When Australian film buff and filmmaker Andrew Leavold first watched the 1981 Filipino action flick and James Bond spoof, “For Y’ur Height Only,” on a fuzzy VHS tape 20 years ago, he had no idea that it would lead to an obsession with its pint-sized star.
The object of Leavold’s persistent fascination is Weng Weng—Ernesto de la Cruz in real life—a 2’9” martial arts expert who held the distinction of being the “shortest adult actor in a lead role” in the Guinness Book of World Records.
Weng Weng top-billed several potboilers in the 1980s, including “Agent 00,” “The Cute, the Sexy ’n’ the Tiny,” “The Quick Brown Fox” and “D’ Wild Wild Weng” before slipping into obscurity.
Leavold has been pursuing Weng Weng’s story for the past seven years, trying to fill the gaps and overcome “mountains of misinformation” on the Internet.
For the record, he said in an e-mail interview with the Inquirer, Weng Weng did not play an alien, a tiny animal or baby Moses to Joseph Estrada’s adult Moses in early movies.
At one point, Leavold said, his “personal quest” felt like a “detective novel.”
He has accumulated over a hundred hours of footage for his documentary, “The Search for Weng Weng.”
He has visited the country eight times since 2006, chasing and landing interviews with film legends Dolphy, Eddie Romero, Cirio Santiago and Bobby A. Suarez. The pursuit took him to Malate, Binondo, Taytay, Bulacan, Baguio and, naturally, to Weng Weng’s family home in Baclaran.
Leavold recounted: “In a previous interview with (Ilocos Norte governor) Imee Marcos, I learned that Weng Weng was a frequent visitor to Malacañang during Ferdinand Marcos’ presidency.”
He also got an audience with Imelda Marcos in Batac, Ilocos Norte, last year. A “surreal” chat with the former first lady during her 83rd birthday party in July, yielded a treasure trove of anecdotes, he said. “She astounded me with a thoughtful soliloquy on Weng Weng. She said he was a beautiful, fragile soul who overcame incredible disadvantages to become someone extraordinary.”
The diminutive action star’s importance in Philippine cinema was no Marcosian reverie.
Leavold related: “During the Manila International Film Festival in 1982, ‘For Y’ur Height Only’ was the only Filipino movie that got sold for any significant amount, beating the [works]

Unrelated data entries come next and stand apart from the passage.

PR #1324, opened 2024-11-28
feat: Add platform info drawer + per platform settings

zurdi15:
- New drawer with platform info added
- Removed some unnecessary API calls
- Adapted covers to platform selected aspect ratio
- Added platform icon in the recently added section
- Added action bar to the search dialog
- Now the last visited platform is stored in memory, loading it faster when going back to it from another view

TODO:
- [x]  Cover aspect-ratio per platform


backend/models/platform.py
```diff
@@ -21,13 +24,23 @@ class Platform(BaseModel):
...
+    url: Mapped[str | None] = mapped_column(String(length=1000), default="")
+    url_logo: Mapped[str | None] = mapped_column(String(length=1000), default="")
     logo_path: Mapped[str | None] = mapped_column(String(length=1000), default="")
 
     roms: Mapped[list[Rom]] = relationship(back_populates="platform")
     firmware: Mapped[list[Firmware]] = relationship(
         lazy="selectin", back_populates="platform"
     )
 
+    aspect_ratio: Mapped[float] = mapped_column(
```
adamantike: I think having the `aspect_ratio` as a small char column will be simpler to maintain in the long term, to avoid issues with floating point precision. We could always handle it as `<width_units>:<height_units>` for simplicity (e.g. `16:9`), and if for some reason we need its decimal representation, parsing and calculating it would be very simple.

zurdi15: Okay sounds reasonable, let me try to handle it as ``<width_units>:<height_units>``

zurdi15: Done, changed to char and converting in the frontend properly

backend/handler/metadata/igdb_handler.py
```diff
@@ -745,6 +785,7 @@ async def get_oauth_token(self) -> str:
     "similar_games.name",
     "similar_games.cover.url",
     "age_ratings.rating",
+    "videos.video_id",
```
adamantike, line 788: 💯

adamantike (approved):

Issue #1338, opened 2024-12-02
[Feature] Changing UID/GID of romm via env variable.


Scorcerer:
**Is your feature request related to a problem? Please describe.**
The current owner of user romm within container is hardcoded to UID/GID 1000 - It'd be great to make it adjustable with environment variables like PUID/GUID.

**Describe the solution you'd like**
Well, I set the PUID/PGID to a number and automagically romm user has that ID inside

**Describe alternatives you've considered**
Changing owner of all my files to comply with the requirements of this container (and i have some containers already, so it's gonna be breaking lots of things.

**Additional context**
I know it's not a nice thing to say, but all the *arrs do have that functionality...

Scorcerer:
I saw just now how simple it was and whipped out a small patch :P

gantoine:
`PUID/PGID` is a linuxserver specification, and so isn't supported by romm. You can use the `user: XXXX:XXXX` param in `docker-compose.yaml` to run the container under a different user.

PR #1339, opened 2024-12-02
Add possibility to change romm UID/GID

Scorcerer:
Solves #1338


adamantike:
This is not as easy, because these arguments are only evaluated at build time, not during runtime. That means that this change won't make any difference to the images we publish to Docker registries.

Scorcerer:
ah, dang, I understand. Hmmmm...

PR #1345, opened 2024-12-05
fix: Update ROM deletion process to remove associated collections

zurdi15:


backend/endpoints/rom.py
```diff
@@ -497,6 +497,14 @@ async def delete_roms(
         log.info(f"Deleting {rom.file_name} from database")
         db_rom_handler.delete_rom(id)
 
+        # Update collections to remove the deleted rom
+        collections = db_collection_handler.get_collections_by_rom_id(id)
+        for collection in collections:
+            collection.roms = [rom_id for rom_id in collection.roms if rom_id != id]
+            db_collection_handler.update_collection(
+                collection.id, {"roms": collection.roms}
+            )
```
gantoine, line 506: should this instead happen in `db_rom_handler.delete_rom` as a side-effect?

zurdi15: hmm idk, I stick to the idea of just interacting with one table per handler, but idk if that's the best approach

gantoine (approved):

adamantike:
The current solution looks good. An improvement we can add in the future, to avoid any race conditions and make the update atomic, is to have `add_roms`/`remove_roms` method at the handler, and generate a single SQL statement for the operation.

adamantike (approved):

PR #1346, opened 2024-12-07
misc: Fix some typing issues

adamantike:


backend/config/__init__.py
```diff
@@ -110,6 +110,8 @@ def str_to_bool(value: str) -> bool:
 
 # LOGGING
 LOGLEVEL: Final = os.environ.get("LOGLEVEL", "INFO")
+FORCE_COLOR: Final = str_to_bool(os.environ.get("FORCE_COLOR", "false"))
+NO_COLOR: Final = str_to_bool(os.environ.get("NO_COLOR", "false"))
```
zurdi15, line 114: This is not better to set it as bool by defaut instead of converting from string?

gantoine: iirc all env variables are read in as bools, so they need to be converted anyways

gantoine (approved):

backend/config/__init__.py
adamantike: Environment variables always come as strings, so we need to convert to boolean. The `str_to_bool` util just handles the conversion to lowercase and comparison to what we consider a truthy value.

PR #1350, opened 2024-12-09
[ROMM-1348] Log when a user downloads a game

gantoine:


adamantike:
I'm getting a 500 error when the request has no user. To reproduce:
1. Set `DISABLE_DOWNLOAD_ENDPOINT_AUTH=true`.
2. Copy the download link for a game.
3. Open an incognito tab and access the link from there.

```
  File "/backend/endpoints/rom.py", line 258, in get_rom_content
    log.info(f"User {current_user.username} is downloading {rom.file_name}")
                     ^^^^^^^^^^^^^^^^^^^^^
AttributeError: 'NoneType' object has no attribute 'username'
```

zurdi15 (commented):
It's not better to just have one log before all the ifs and returns instead of inside each one?

zurdi15 (approved):

PR #1355, opened 2024-12-11
fix: Setup wizard redirection

zurdi15:


danblu3:
Tested by the way, worked fine.

gantoine (approved):

PR #1900, opened 2022-03-31
Fix setting secrets on a non-existing project tells you're unauthorized

### LINKED ISSUE #1893: bug: setting secrets on a non-existing project tells you're unauthorized
This is only true if you're logged in as a real user and not as root.

The heart of the issue is the same as for #1750 and resolution should be the same as it was for #1884

cc @AnuragThePathak since you are already familiar with the fix, thanks to your great work on #1884, do you think you'd be willing to fix it here as well?

AnuragThePathak:
Fixes #1893 

While setting a secret, instead of directly checking for PROJECT_ADMIN role we'll now be checking if the user is a READER followed by checking if the project exists so that we can avoid getting unauthorized error when the project doesn't exist.

**If applicable**:

### DIFF
--- a/v2/apiserver/internal/api/secrets_test.go
+++ b/v2/apiserver/internal/api/secrets_test.go
@@ -197,7 +197,7 @@ func TestSecretsServiceSet(t *testing.T) {
 		{
 			name: "unauthorized",
 			service: &secretsService{
-				projectAuthorize: neverProjectAuthorize,
+				authorize: neverAuthorize,
 			},
 			assertions: func(err error) {
 				require.Error(t, err)
@@ -207,7 +207,7 @@ func TestSecretsServiceSet(t *testing.T) {
 		{
 			name: "error getting project from store",
 			service: &secretsService{
-				projectAuthorize: alwaysProjectAuthorize,
+				authorize: alwaysAuthorize,
 				projectsStore: &mockProjectsStore{
 					GetFn: func(context.Context, string) (Project, error) {
 						return Project{}, errors.New("something went wrong")
@@ -221,8 +221,25 @@ func TestSecretsServiceSet(t *testing.T) {
 			},
 		},
 		{
+			name: "user is not a project admin",
+			service: &secretsService{
+				authorize:        alwaysAuthorize,
+				projectAuthorize: neverProjectAuthorize,
+				projectsStore: &mockProjectsStore{
+					GetFn: func(context.Context, string) (Project, error) {
+						return Project{}, nil
+					},
+				},
+			},
+			assertions: func(err error) {
+				require.Error(t, err)
+				require.IsType(t, &meta.ErrAuthorization{}, err)
+			},
+		},
+		{
 			name: "error setting secret in store",
 			service: &secretsService{
+				authorize:        alwaysAuthorize,
 				projectAuthorize: alwaysProjectAuthorize,
 				projectsStore: &mockProjectsStore{
 					GetFn: func(context.Context, string) (Project, error) {
@@ -244,6 +261,7 @@ func TestSecretsServiceSet(t *testing.T) {
 		{
 			name: "success",
 			service: &secretsService{
+				authorize:        alwaysAuthorize,
 				projectAuthorize: alwaysProjectAuthorize,
 				projectsStore: &mockProjectsStore{
 					GetFn: func(context.Context, string) (Project, error) {
--- a/v2/apiserver/internal/api/secrets_test.go
+++ b/v2/apiserver/internal/api/secrets_test.go
@@ -195,7 +195,7 @@ func TestSecretsServiceSet(t *testing.T) {
 		assertions func(error)
 	}{
 		{
-			name: "unauthorized",
+			name: "user does not have read permissions",
 			service: &secretsService{
 				authorize: neverAuthorize,
 			},
--- a/v2/apiserver/internal/api/secrets.go
+++ b/v2/apiserver/internal/api/secrets.go
@@ -165,7 +165,7 @@ func (s *secretsService) Set(
 	projectID string,
 	secret Secret,
 ) error {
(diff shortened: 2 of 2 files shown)


AnuragThePathak:
Should we add a unit tests as well?

krancour:
> Should we add unit tests as well?

They haven't run yet, but I'm pretty sure they'll fail if they're not amended.

AnuragThePathak:
Should I create a new file for the tests of secrets.go file? It doesn't exist right now ig.
Moreover, I was not able to able to run unit tests using make test-unit-go (because of network issue or proxy issue) yesterday. But when I ran tests directly in my system all tests passed. So I believe there are no tests for the secrets.

krancour:
> Should I create a new file for the tests of secrets.go file? It doesn't exist right now ig.

Oooh. That's a gap in our testing. Thank you for calling my attention to it.

I'll add those tests today, including ones for the new stuff you've added in this PR and we'll combine our commits together.

AnuragThePathak:
Should I create the PR from a different branch? I remembered that after committing only so created the PR from main only.

krancour:
@AnuragThePathak nope. You did everything right.

krancour:
@AnuragThePathak I opened #1903 to add the missing tests. After that's merged, we can rebase this PR and you can make the incremental changes necessary to the tests to validate the changes you've already made.

Happy to help if you need help rebasing or anything like that.

krancour:
@AnuragThePathak afaik, Kind and our whole `make hack` process should work fine as long as Docker is working correctly.

The only thing I highly suggest (even for folks with fast internet) is to use a local Docker registry when you're hacking away. `make hack-new-kind-cluster` will actually set one up for you and connect the KinD cluster to it, but you do need to set an env var for `make hack` to use it:

```shell
$ export DOCKER_REGISTRY=localhost:5000
```

If you do that, your internet connection will only ever slow you down the first time base images are pulled and 100% of everything else that happens will happen locally.

AnuragThePathak:
> export DOCKER_REGISTRY=localhost:5000

Yeah I did that but still brigade release installation fails with the following statements
> Error: timed out waiting for the condition
   make: *** [Makefile:521: hack-deploy] Error 1

I'm not really sure everything is fine because of that proxy issue.

krancour:
@AnuragThePathak what state are all the pods in?

```
$ kubectl get pods -n brigade
```

AnuragThePathak:
> @AnuragThePathak what state are all the pods in?
> 
> ```
> $ kubectl get pods -n brigade
> ```

Before running `make hack` you mean?

AnuragThePathak:
I can see that the problem is occurring because of not being able to pull local images.

krancour:
@AnuragThePathak how did you start the KinD cluster?

If you just did `kind create cluster`, it will lack the necessary configuration to connect to a local registry.

We provide a script that sets everything up correctly. You can kick it off with `make hack-new-kind-cluster`.

Again... I really need to cook up some kind of primer on all of this, so thank you for your patience.

AnuragThePathak:
I created the kind cluster using `make hack-new-kind-cluster` as mentioned in the [docs](https://docs.brigade.sh/topics/developers/#kind-configuration).

It was working perfectly when I was at my home and working without proxy, not sure if it's some proxy issue.

AnuragThePathak:
I've figured out the issue it was occurring as brigade-dev-registry was not in no proxy.
Now again I got stuck in the github OAuth login as localhost is no proxy ig, hence not able to connect to github servers.

krancour:
@AnuragThePathak I'm not completely understanding your proxy issues. Specifically, I don't understand why individual containers, for instance, would need any special configuration to work with your proxy. Is it not the case that your whole _system_ is configured to use the proxy for all outbound traffic?

Also, you don't need to use OAuth for hacking on Brigade. It's a non-production cluster, so root is enabled. Just log in as root.

AnuragThePathak:
> Is it not the case that your whole system is configured to use the proxy for all outbound traffic?

I think the proxy is not limited to outbound traffic only as we need to add localhost and a few other services to no proxy list.

> Also, you don't need to use OAuth for hacking on Brigade. It's a non-production cluster, so root is enabled. Just log in as root.

But I need to do so because of the following reason
> This is only true if you're logged in as a real user and not as root.

krancour:
> I think the proxy is not limited to outbound traffic only as we need to add localhost and a few other services to no proxy list.

This sounds strange to me, but I can't get bogged down in troubleshooting your proxy.

> But I need to do so because of the following reason
>
>> This is only true if you're logged in as a real user and not as root.

Ah. Right.

This is where the beauty and utility of the unit tests comes in. Unit tests exist precisely so you can validate the functionality of a small piece of code without being forced to run the entire system.

AnuragThePathak:
> This is where the beauty and utility of the unit tests comes in. Unit tests exist precisely so you can validate the functionality of a small piece of code without being forced to run the entire system.

Cool. Btw I have updated the tests to which was required with the fix of this issue.

v2/apiserver/internal/api/secrets_test.go
```diff
@@ -197,7 +197,7 @@ func TestSecretsServiceSet(t *testing.T) {
 		{
 			name: "unauthorized",
```
krancour, line 198: If you could possibly change the name of this test case to "user does not have read permissions" it would be more clear and then everything else looks great!

krancour:
> I have updated the tests to which was required with the fix of this issue.

Awesome! Just took a look.

I left one small comment, but all of this looks fantastic.

Once again, thank you so much for this and other recent contributions!

v2/apiserver/internal/api/secrets_test.go
AnuragThePathak: Yeah agree.

AnuragThePathak:
> Once again, thank you so much for this and other recent contributions!

You're welcome. I personally like this project not only from developer perspective but also from user perspective.

krancour (approved):
LGTM pending CI

PR #1908, opened 2022-04-05
expand the contributor guide

krancour:
Fixes #1694

It is also my intention that new and very short contributor guides for all peripheral components will include only component-specific instruction and will link back to here to discuss our general development approach.

PR #1910, opened 2022-04-05
use tilt for faster feedback loop during development

krancour:
This PR adds everything we need to use Tilt for improved devx, but it does _not_ remove our hack make targets yet. I am holding off on that until #1908 is ready to go.

i.e. The old and documented way of doing things will still work for now.

### DIFF
--- a/.tiltignore
+++ b/.tiltignore
@@ -1,0 +1,2 @@
+charts/brigade/charts
+charts/brigade/tmpcharts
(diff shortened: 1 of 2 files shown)


vdice (approved):
This is awesome!  Tested with a kind cluster created from https://github.com/brigadecore/brigade/pull/1915.  Works great -- and fast.

LGTM

PR #1915, opened 2022-04-08
devx: use ctlptl as alternative to hacky kind script

krancour:
This PR creates a less hacky alternative `make hack-new-kind-cluster` script.

This PR does not remove the old way of doing things. We can revisit after #1908 is amended appropriately and merged.


vdice (approved):
Works great!  Tested in tandem with the tilt PR.  LTGM!

PR #1958, opened 2022-05-17
fix project update failure if project doesn't exist and not logged in as root

### LINKED ISSUE #1947: brig update -c fails if project doesn't exist and not logged in as root
With `-c` set, the project should be created if it doesn't already exist, but instead there is an auth error.

This doesn't occur if you're root.

This may be a similar issue to #1893

cc @AnuragThePathak since you have experience fixing this exact sort of issue.

AnuragThePathak:
Fixes #1947 

**What this PR does / why we need it**: It solves the issue of brig update receiving authorization error when project doesn't exist and not logged in as root.

**Special notes for your reviewer**:  I've removed checking of project not found error in the project update function after the update attempt using Project Store because I feel it is no longer relevant now as we already did that earlier part of that function.
I have also modified the unit test just that all test cases pass. However they may be rearranged now to match the change in the update function (I can do that as well if required).
Moreover when -c flag is used we create a project which is requested to be updated but in logs we inform the project to be updated instead of informing it to be created. Not really sure if that's how it's supposed to work.

**If applicable**:

### DIFF
--- a/v2/apiserver/internal/api/projects.go
+++ b/v2/apiserver/internal/api/projects.go
@@ -345,27 +345,34 @@ func (p *projectsService) Update(
 	project Project,
 	opts ProjectUpdateOptions,
 ) error {
+	if err := p.authorize(ctx, RoleReader, ""); err != nil {
+		return err
+	}
+
+	if _, err := p.projectsStore.Get(ctx, project.ID); err != nil {
+		_, isErrNotFound := errors.Cause(err).(*meta.ErrNotFound)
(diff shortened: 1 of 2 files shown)


krancour:
@AnuragThePathak this looks great!

I am noticing one issue -- but it's not new -- _not_ introduced by your change. That is that we aren't verifying the user has permission to create projects before proceeding with project creation.

Especially given that this PR does not introduce that problem, let's treat it as a separate problem. I'll open a new issue and if you don't mind, I'll assign it to you.

/brig run

krancour (approved):

PR #2, opened 2017-06-10
Build with autotools+maven

rm5248:
This fix updates the log4cxx maven file to build with Maven properly when running on Linux.

It is rather simplistic at this point, and it will break on Windows.  There was some discussion earlier on using CMake for the build system instead of autotools.

### DIFF
--- a/.gitignore
+++ b/.gitignore
@@ -1,1 +1,12 @@
 target/
+
+*.o
+*.lo
+Makefile
+Makefile.in
+*.m4
+.deps
+.dirstamp
+*.swp
+config**
+autom4te.cache
--- a/pom.xml
+++ b/pom.xml
@@ -173,19 +173,40 @@
 	<build>
 		<plugins>
 			<plugin>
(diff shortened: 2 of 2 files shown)


jgsogo:
Can you point me to the CMake discussion? I would be really interested on having a cross-platform solution.

tschoening:
There have been multiple discussions regarding CMake in the past, please search for them yourself on the mailing lists or in JIRA:

https://markmail.org/search/?q=list%3Aorg.apache.logging.dev+cmake
https://markmail.org/search/?q=list%3Aorg.apache.logging.log4cxx-dev+cmake

https://logging.apache.org/log4cxx/latest_stable/mail-lists.html

https://issues.apache.org/jira/browse/LOGCXX-486?jql=project%20%3D%20LOGCXX%20AND%20text%20~%20cmake

ams-tschoening:
It currently looks like #14 gets merged and using Autotools might get abandoned on Linux altogether, so I'm closing here for now.

PR #4, opened 2018-03-21
mbsrtowcs() returns the number of wide char,but not the source in str…

hustterry:
mbsrtowcs() returns the number of wide char,but not the source length.

If there have n chinese characters,the log will output more last n characters.

src/main/cpp/charsetdecoder.cpp
@@ -175,11 +175,11 @@ namespace log4cxx
                                stat = APR_BADARG;
                                in.position(src - in.data());
                                break;
                            } else {
                                stat = append(out, buf);
-                               in.position(in.position() + converted);
+                               in.position(in.position() + requested);
                            }
                       }
                   }
                   return stat;
               }

### DIFF
--- a/src/main/cpp/charsetdecoder.cpp
+++ b/src/main/cpp/charsetdecoder.cpp
@@ -177,7 +177,7 @@ namespace log4cxx
                                break;
                            } else {
                                stat = append(out, buf);
-                               in.position(in.position() + converted);
+                               in.position(in.position() + requested);
                            }
                       }
                   }


tschoening:
This has been reported before with different possible solutions. Is "requested" really correct compared to e.g. `sizeof(...) * converted` or such? Less than `requested` chars could have been processed in theory even without any error.

https://issues.apache.org/jira/browse/LOGCXX-369
https://issues.apache.org/jira/browse/LOGCXX-399

tschoening:
It's a string by definition so I guess we can ignore problems with terminating `0` within the string before `requested` has been reached.  Additionally, `x * converted` should be wrong as well because how many bytes one multibyte character spans depends on the current locale, right? So sounds safe to assume in case of success that simply all requested characters/bytes have been processed. This is reported to work in the linked issues as well:

> Then I modified the "in.position(in.position() + converted);" to "in.position(in.position() + requested);"

https://issues.apache.org/jira/browse/LOGCXX-399?focusedCommentId=13969295&page=com.atlassian.jira.plugin.system.issuetabpanels%3Acomment-tabpanel#comment-13969295

tschoening:
I fixed this using "requested" like mentioned in LOGCXX-399 and the linked PR #4 on GitHub. Additionally I added a test "decodingtest" using "encodingtest" as template, but the problem didn't occur using my C++Builder because I lack the used API, so am not sure if that works at all. It didn't fail before and doesn't now, so in the worst case is simply not doing anything useful. ;-)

of Lino Brocka and Fernando Poe Jr.”
Moreover, the miniscule Bond’s movie was screened in different countries in the Middle East, Europe, Asia and the Americas. “It was shown in the United States and Mexico. In Trinidad, it made more money than ‘The Empire Strikes Back,’” said Leavold. It was the “triumph of ingenuity,” he noted.
To think, he said, that Weng Weng, his producers and director, did it “with one-hundredth of the budget of a regular Bond film. It’s a story the Philippines can be proud of.”
Sadly, Weng Weng died penniless and forgotten in 1992 at age 34.
For this reason, Leavold considers his interviews with two of the people closest to Weng Weng as the most enthralling.
“Eddie Nicart, Weng Weng’s director, shared a wealth of stories on making low-budget action films. But the most illuminating was my conversation with jeepney driver Celing de la Cruz, Weng Weng’s only surviving relative,” he said.
In a curious twist of fate, Weng Weng has stumbled on belated recognition on the worldwide web of late.
A music video of Canadian musicians The Chuds and John R of R Room’s “Weng-Weng Rap” has earned 1,709,133 hits on YouTube, Leavold pointed out. “The more the world learns about Pinoy B-films, the more the cult grows,” he quipped.
To finish the docu, Leavold has started a fund-raising campaign on the web site Kickstarter, the world’s largest funding platform for creative projects.
At press time, his cause has attracted 149 backers and raised $13,870 of its target $30,000. “It’s been going great so far. I’ve raised over a third of the post-production budget in five days.”
Leavold offered a theory on the enduring interest in the country’s littlest Lothario
super spy: “His story is sad and remarkable Weng Weng is a metaphor for many people in the Philippine movie industry, and in post-colonial Philippines in general—used, abused, then cast aside once they had outlived their usefulness.”
But the myth persists, prevailing over third world realities, he asserted. “Like Weng Weng, this story refuses to be beaten down as witnessed by its present resurrection.”
Besides, it’s a passion that he can never ever shake off, he admitted. He even had Weng Weng’s face tattooed on his left upper arm five years ago in Malate.
“Weng Weng is a personal avatar,” Leavold said. “Most of the time, it feels like he is sitting on my shoulder, directing my film from behind a curtain—so many strange coincidences have occurred along the way.”